The output should be limited to the line holding "automatically removed from" and the lines after it through the end of the entries, each restated exactly.

* SOURCE RECORDS *
↓↓↓

PR #428, opened 2019-03-25
Add documentation to the MiqSshUtil class

djberg96:
As part of my understanding through documentation process, and in preparation for moving this bit of code into its own gem, I have added documentation to the `MiqSshUtil` class. This code was previously completely undocumented.

There are also a couple very minor code changes. One was to give each `attr_reader` its own line so that they can be documented individually. The other change was to `require 'tempfile'` at the top of the file. Frankly, we were getting lucky we didn't hit a `LoadError` up to this point because it's used within the `temp_cmd_file` method without being required first. So, some other code must have required it earlier.

### DIFF
--- a/lib/gems/pending/util/MiqSshUtil.rb
+++ b/lib/gems/pending/util/MiqSshUtil.rb
@@ -306,7 +306,7 @@ class MiqSshUtil
   #
   # This method is functionally identical to the following code, except that it
   # yields itself (and nil) and re-raises certain Net::SSH exceptions as
-  # MiqException objects.
+  # ManageIQ exceptions.
   #
   #   MiqSshUtil.new(host, remote_user, remote_password, {:su_user => su_user, :su_password => su_password})
   #
@@ -320,6 +320,17 @@ class MiqSshUtil
     raise MiqException::MiqSshUtilHostKeyMismatch
   end
 
+  # Executes the provided +cmd+ using the exec or suexec method, depending on
+  # whether or not the :su_user option is set. The +doneStr+ and +stdin+
+  # arguments are passed along to the appropriate method as well.
+  #
+  # In the case of suexec, escape characters are automatically removed from
+  # the final output.
+  #
+  #--
+  # The _shell argument appears to be an artifact that has been retained
+  # over time for reasons that aren't immediately apparent.
+  #
   def shell_exec(cmd, doneStr = nil, _shell = nil, stdin = nil)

↑↑↑

* ANSWER SECTION *
+  # In the case of suexec, escape characters are automatically removed from
+  # the final output.
+  #
+  #--
+  # The _shell argument appears to be an artifact that has been retained
+  # over time for reasons that aren't immediately apparent.
+  #
   def shell_exec(cmd, doneStr = nil, _shell = nil, stdin = nil)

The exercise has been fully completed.